I really enjoyed this off-beat interconnected selection of short stories. I liked the way it's rooted in two places (Lookout Mountain, GA/TN and Phoenix, AZ). I like that it deals with issues of faith, which you don't see too much in contemporary short fiction. I like that characters recur but you're not 100% certain they're recurring at first, because they have no names and the only things that keep coming around again are a sexless affair and a number of children. I like that there are a few stories that seem to come out of left field, but seem thematically related (for example, they deal with death, or guilt, or running).
Overall, it's a great example of a unique voice rooted in a particular background (educated Southern Christian with doubts about sin/belief).
A day after finishing this, one story keeps bouncing around in my mind, and it's perhaps the most allegorical one, about a woman running a marathon with a statue tied to her back. I can't stop trying to riddle out what it all means.
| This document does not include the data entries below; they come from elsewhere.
Issue #2400, opened 2019-02-14
possibility to disable a field


ifoche:

ifoche:
The idea is to lock fields for manual change.
Either to keep default values or values that have been passed from an "intent in".

This could be configured via a key in the specific data point:
"disabled": "true" (optional and by default value is: "false")

PR #2402, opened 2019-02-15
Maintenance question disabled feature

xurxodev:
### :pushpin: References
* **Issue:** connect #2400 
* **Related pull-requests:** 

The idea is to lock fields for a manual change.
Either to keep default values or values that have been passed from an "intent in".

This could be configured via a key in the specific data point:
"disabled": "true" (optional and by default value is: "false")

###   :gear: branches 
**app**:
       Origin: maintenance-question_disabled_feature: v1.4_connect
**bugshaker-android**:
**EyeSeeTea-sdk**:
       Origin: Development
       
- I have added a new field in question table named disabled
- I have refactored all conversions from API to DB to set this new field
- I have modified DynamicTabAdapter to disable any question with the disabled field equal to true

**Use Case 1**:  Modify any question in server adding new disable property, realize login and create new survey, the question with disable property to true should be disabled

**Use Case 2**:  From Connect2ConnectExampleApp send an intent where the disabled field has value, connect app should open the survey and the disabled field should have the value and be disabled.

### :art: UI changes?

### DIFF
--- a/app/build.gradle
+++ b/app/build.gradle
@@ -381,10 +381,10 @@ dependencies {
     compile "com.squareup:javapoet:${libs.javapoetVersion}"
 
     //DBFlow
-    apt "com.github.Raizlabs.DBFlow:dbflow-processor:${libs.dbFlowVersion}"
-    compile "com.github.Raizlabs.DBFlow:dbflow:${libs.dbFlowVersion}"
-    compile "com.github.Raizlabs.DBFlow:dbflow-core:${libs.dbFlowVersion}"
-    compile "com.github.Raizlabs.DBFlow:dbflow-sqlcipher:${libs.dbFlowVersion}"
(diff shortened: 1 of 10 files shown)


ifoche (changes requested):
@xurxodev in [this screenshot](https://raw.githubusercontent.com/EyeSeeTeaBotTest/snapshots/master/android_screenshot114422509275874481.jpg) lastName is disabled, but it doesn't look like. Could you please be sure that disabled fields are greyed to give clearly that information to the user?

xurxodev:
@ifoche Now the background is set to grey when the question is disabled, then when you open a read-only survey where all questions are disabled now all question have the background to grey also.
disabled_field
all_fields_disabled

ifoche (approved):
thanks @xurxodev

PR #2404, opened 2019-02-20
Maintenance refactor from listview to recyclerview

### LINKED ISSUE #2394: Revamp scroll surveys loading performance
We're not currently using the viewholder pattern for dashboard surveys list and that makes the list to be extremely slow when too many surveys are to be shown. We need to speed up that scroll

xurxodev:
### :pushpin: References
* **Issue:** close #2394 
* **Related pull-requests:** 

Improve scroll in survey list using recycler view with view holder

###   :gear: branches 
**app**:
       Origin: maintenance-refactor_from_listview_to_recyclerview Target: v1.4_connect
**bugshaker-android**:
**EyeSeeTea-sdk**:
       Origin: Development
       
I have created a new fragment SurveysFragment with a recycler view
I have implemented a delete survey action by swipe in RecyclerView

Note: DashboardAdapterStrategy is the old adapter login to render surveys item, I have removed the content but I can not remove it to avoid build problems.

**Use Case 1**:  Create many surveys and the scroll should be smooth
**Use Case 2**:  Delete by swipe should work 

### :art: UI changes?

- [ ] Nope, the UI remains as beautiful as it was before!
- [x] Yeap, here you have some screenshots
new_delete_by_swipe


ifoche (approved):
thanks @xurxodev, the performance improvement is huge on a physical device!

PR #2413, opened 2019-03-06
Maintenance change soft login timeout

### LINKED ISSUE #2406: Change soft login auth endpoint timeout
In this order they would prefer:
- Something like what we had when the soft-login was made directly against DHIS2 (my guess is that it's around 2 seconds)
- Otherwise, if what we previously had was higher than 5 seconds, then use 5 seconds instead. 

The idea is that a soft-login waits for the server answer before allowing the user to continue. If a timeout happens then the user is checked against the local copy of the authentication, so they want to limit that to 5 seconds maximum, in order to let them enter the app more quickly

xurxodev:
### :pushpin: References
* **Issue:** close #2406  
* **Related pull-requests:** 

- Assign to soft login against the server a timeout of 5 seconds
- when a timeout is thrown during a soft login then the soft login is verified against local

###   :gear: branches 
**app**:
       Origin: maintenance-change_soft_login_timeout Target: v1.4_connect
**bugshaker-android**:
**EyeSeeTea-sdk**:
       Origin: Development
       
- I have added a new timeout parameter to eReferralsApiclient and when this one is configured to soft login, receive 5 seconds as the timeout.
- I have refactored SoftloginUseCase to verify against last valid credentials when a timeout is thrown from eReferralsApiclient.
- I have added a new test to verify this new logic

1 - Change build variant to ereferralsStaging and execute all unit and instrumentation tests.
2 - Change build variant to ereferralsDebug and remove the app in the device
3 - execute app and verify manually the next use cases:

Change current remoteTimeoutSoftLogin from 5000 milliseconds to lower (getSoftLoginUseCase method in AuthenticationFactoryStrategy).

**Use Case 1**:  start the app realize full login and provoke one action to soft login to appear, for example, close the app and start again. The soft login should work verifying against local. 

### :art: UI changes?

### DIFF
--- a/app/build.gradle
+++ b/app/build.gradle
@@ -9,7 +9,7 @@ buildscript {
     }
 
     dependencies {
-        classpath 'io.fabric.tools:gradle:1.+'
+        classpath 'io.fabric.tools:gradle:1.27.1'
         classpath 'com.github.dcendents:android-maven-gradle-plugin:1.4'
         classpath 'com.neenbedankt.gradle.plugins:android-apt:1.8'
         classpath 'com.google.gms:google-services:3.0.0'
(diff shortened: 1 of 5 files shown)


ifoche (approved):
thanks @xurxodev

PR #1107, opened 2017-12-28
increase size of city, country and phone_number in PartnerOrganization

domdinicola:
I noticed error when saving PartnerOrganization when synchronizing


domdinicola:
@vkurup to be honest I was thinking the same... until I found out this in the logs several times

[worker-vision-staging-1]2017-12-21T14:41:28.474419709Z DataError: value too long for type character varying(32)

PR #1115, opened 2018-01-02
change current year default behavior for HactHistory

domdinicola:
otherwise we will have a migration every year
same problem in InterventionPlannedVisits, but is in prp-refactoring branch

In the entire collection, I feel there's one false note. I didn't like the second-to-last story, where a woman runs down a mountain and finds refuge in a halfway house, where she longs to move in and be accepted and supported by people with mental illness, violent home lives, and non-white skin. Really? I felt that this yearning in the character should have been more fully explored. It's an uncomfortable notion, the idea that one would "descend" to one's lowest point and flee one's family, only to find refuge in the care and attentions of people who have it far worse (people of color, people from violent households, people with mental illness). I get what she was going for, I think, but I didn't feel great about how she handled it. It irks me when characters get their unearned epiphanies from interactions with people outside the mainstream.
Still, that one story didn't detract too much. Overall it's a very interesting and unique collection.